§ **Your objective**: Your answer must be every line of the data that holds the string "auto".

§ **Exercise inputs**:
______________________________

PR #73, opened 2021-03-01
Support static_cast and reinterpret_cast in fuzzer

tonkosi:
This change supports C++ style casts in fuzzer.
It also disables generation and use of qualified types by default. The reason is sensitivity of casting away type qualifiers in C++ casts, which currently isn't supported in the fuzzer. When qualified types are enabled, C++ casts are disabled.


werat (approved):
Looks great!

PR #74, opened 2021-03-03
Add base for generation of function calls

tonkosi:
This change implements `FunctionCallExpr` node. It is tested with `__log2`, currently the only function supported by lldb-eval. Unfortunately, `__log2` isn't supported by LLDB, so this expression kind won't be used until there's a function supported by both LLDB and lldb-eval.

### DIFF
--- a/tools/fuzzer/fuzzer_test.cc
+++ b/tools/fuzzer/fuzzer_test.cc
@@ -156,6 +156,13 @@ class FakeGeneratorRng : public GeneratorRng {
     return fuzzer::Field(std::move(type), std::move(field_name));
   }
 
+  const fuzzer::Function& pick_function(
+      const std::vector<std::reference_wrapper<const fuzzer::Function>>&)
+      override {
+    assert(false && "Not implemented yet!");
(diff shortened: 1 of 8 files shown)


tools/fuzzer/fuzzer_test.cc
```diff
@@ -156,6 +156,13 @@ class FakeGeneratorRng : public GeneratorRng {
     return fuzzer::Field(std::move(type), std::move(field_name));
   }
 
+  const fuzzer::Function& pick_function(
+      const std::vector<std::reference_wrapper<const fuzzer::Function>>&)
+      override {
+    assert(false && "Not implemented yet!");
+    return fuzzer::Function("dummy", {});
```
werat, line 163: Returning reference to a temporary value. Either create this dummy function at a global/class scope, or just return by value. I think for our purposes copying `Function` object is not that bad.

tonkosi: Replaced returning by reference with returning by value.

werat (commented):
Looks great!

werat (approved):

PR #75, opened 2021-03-05
Implement increment and decrement

werat:
Implement prefix and postfix increment and decrement operations. These operations mutate have side-effects (i.e. they mutate the memory), therefore they're allowed only for context variables. Context variables are used specifically to maintain state between the expressions and they are (generally) not in the target process memory.


lldb-eval/eval_test.cc
```diff
@@ -1696,3 +1696,61 @@ TEST_F(EvalTest, TestBuiltinFunction_Log2) {
       Eval("::ns::dummy(1)"),
       IsError("function '::ns::dummy' is not a supported builtin intrinsic"));
 }
+
+TEST_F(EvalTest, TestPrefixIncDec) {
```
tonkosi, line 1700: I noticed that LLDB allows `++(++$x)`, but `lldb-eval` results with `expression is not assignable`.

tonkosi (changes requested):
Overall it looks good, but it seems that prefix increment/decrement is an L-value in C++, i.e. `++x` is assignable in LLDB, but not currently in lldb-eval.

lldb-eval/eval_test.cc
werat: It is allowed in C++ (and we can actually implement it too), but MSVC debugger doesn't allow such side-effects:
```
Natvis: C:\Users\werat\src\cpp\Dummy\NatvisFile.natvis(19,17): Error: Side effects are not supported in this context.
    Error while evaluating '++(++index)' in the context of type 'Dummy.exe!Foo'.
```

So for now we can get away without it too. I've added a comment about this.

tonkosi: Thanks for the comment and clarification.

PR #77, opened 2021-03-09
Fix lookup for global pointer and reference identifiers

tonkosi:
LLDB API's `SBValue::GetName()` sometimes include a variable's type, which makes identifier lookup a bit trickier. `lldb-eval` already tries to match name by ignoring everything in front of the last occurrence of space (e.g. for names in the form of `"const int var"`), but that isn't sufficient for pointer and reference types where `*` and `&` symbols are adjacent to the name (e.g. `"int *ptr"`, `"int &ref"`). This change solves this by adding checks to ignore everything in front of the last occurrence of `*` or `&`.


werat (approved):
It's terrible we have to resort to such hacks, but we do what we have to :)

PR #80, opened 2021-03-12
Support array indirection

tonkosi:


werat (approved):
Great, thanks for fixing this!

PR #81, opened 2021-03-15
Use arrays in bool context

tonkosi:


lldb-eval/value.cc
```diff
@@ -188,6 +189,8 @@ bool Value::IsFloat() { return type_.IsFloat(); }
 
 bool Value::IsPointer() { return type_.IsPointerType(); }
 
+bool Value::IsArray() { return type_.IsArrayType(); }
```
werat, line 192: This method is used only inside `Value`, so let's just inline it. Most of `Value::Is*` are here for convenience, because doing `value.type().Is*` is annoying.

werat (commented):
Thanks, looking good! Please, rebase on master, I've fixed the Windows CI check.

werat (approved):

PR #85, opened 2021-03-23
In value scope `this` should refer to the object itself

werat:


lldb-eval/eval_test.cc
```diff
@@ -1347,6 +1347,21 @@ TEST_F(EvalTest, TestValueScope) {
...
+  // Test for the "artificial" value, i.e. created by the expression.
+  lldb::SBError error;
+  lldb::SBValue scope_var =
+      lldb_eval::EvaluateExpression(frame_, "(test_scope::Value&)bytes", error);
+  EXPECT_TRUE(scope_var.IsValid());
+  EXPECT_TRUE(error.Success());
+
+  EvaluatorHelper scope(scope_var, true);
+  EXPECT_THAT(scope.Eval("this->y_"), IsEqual("2.5"));
+  EXPECT_THAT(scope.Eval("(*this).y_"), IsEqual("2.5"));
```
tonkosi, line 1363: Maybe add a test to make sure that `this` is undeclared when evaluated in the frame context?

tonkosi (approved):
LGTM with a suggestion regarding tests.

lldb-eval/eval_test.cc
werat: That's a good idea, done!

PR #87, opened 2021-03-24
Fix casting and comparison with nullptr

tonkosi:
This change includes:

* Implement support for zero literal and use it to compare nullptrs (`nullptr == 0`)
* Implement casting to `nullptr_t`


lldb-eval/parser.cc
```diff
@@ -1822,11 +1825,19 @@ ExprResult Parser::ParseIntegerLiteral(clang::NumericLiteralParser& literal,
 
   auto [type, is_unsigned] = PickIntegerType(literal, raw_value);
 
+  bool is_zero_literal =
```
werat, line 1828: How about something like this?

```c++
bool is_zero_literal = raw_value.isNullValue() && value.IsInteger();
```

Also, what are other options for `type`? Can it be anything else apart from the "integer"?

lldb-eval/parser.cc
```diff
@@ -1988,6 +1999,17 @@ ExprResult Parser::BuildCStyleCast(Type type, ExprResult rhs,
     }
     kind = CStyleCastKind::kPointer;
 
+  } else if (type.IsNullPtrType()) {
+    // Cast to nullptr type.
+    if (!rhs_type.IsNullPtrType() && !rhs->is_literal_zero()) {
+      BailOut(ErrorCode::kInvalidOperandType,
+              llvm::formatv("cannot cast from type '{0}' to type '{1}'",
```
werat, line 2006: Is this the message `clang` would give in this context? I've tried `(std::nullptr_t)1` and got:
```
<source>:8:14: error: C-style cast from 'int' to 'std::nullptr_t' (aka 'nullptr_t') is not allowed
    auto x = (std::nullptr_t)1;
             ^~~~~~~~~~~~~~~~~
```

lldb-eval/parser.cc
tonkosi: Thanks for the suggestion, that looks much cleaner!
I can't think of anything else apart "integer" (`false` and real numbers can't be used in this context), except for `#define`s to literal zero (e.g. `NULL`).

Just "integer" also isn't the best option, e.g. char literal `'\0'` cannot be used in this context, but char literals aren't supported currently, so I added a `TODO`.

lldb-eval/parser.cc
tonkosi: That's right, I updated the message.

Also, note that `static_cast<std::nullptr_t>(1)` results with the same "C-style" message, that should be fixed when we improve C++ casts handling.

lldb-eval/parser.cc
werat: I mean this is `Parser::ParseIntegerLiteral`, which parses _only_ integer literals. Boolean, floats, chars and so on are handled in other places. So it seems to me here `value.IsInteger()` is guaranteed to be true (e.g. `PickIntegerType` returns only integers types by design).

tonkosi: Totally forgot about that. I reduced it to just `raw_value.isNullValue()`.

werat (approved):
Looks great, thanks!

PR #90, opened 2021-03-31
Use dereferenced type in usual unary conversions

tonkosi:
This change fixes the issue when using references to arrays and enums in arithmetic operations (before they are implicitly converted to pointer and integer types respectively).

______________________________

§ **Completed exercise**:
   auto [type, is_unsigned] = PickIntegerType(literal, raw_value);
    auto x = (std::nullptr_t)1;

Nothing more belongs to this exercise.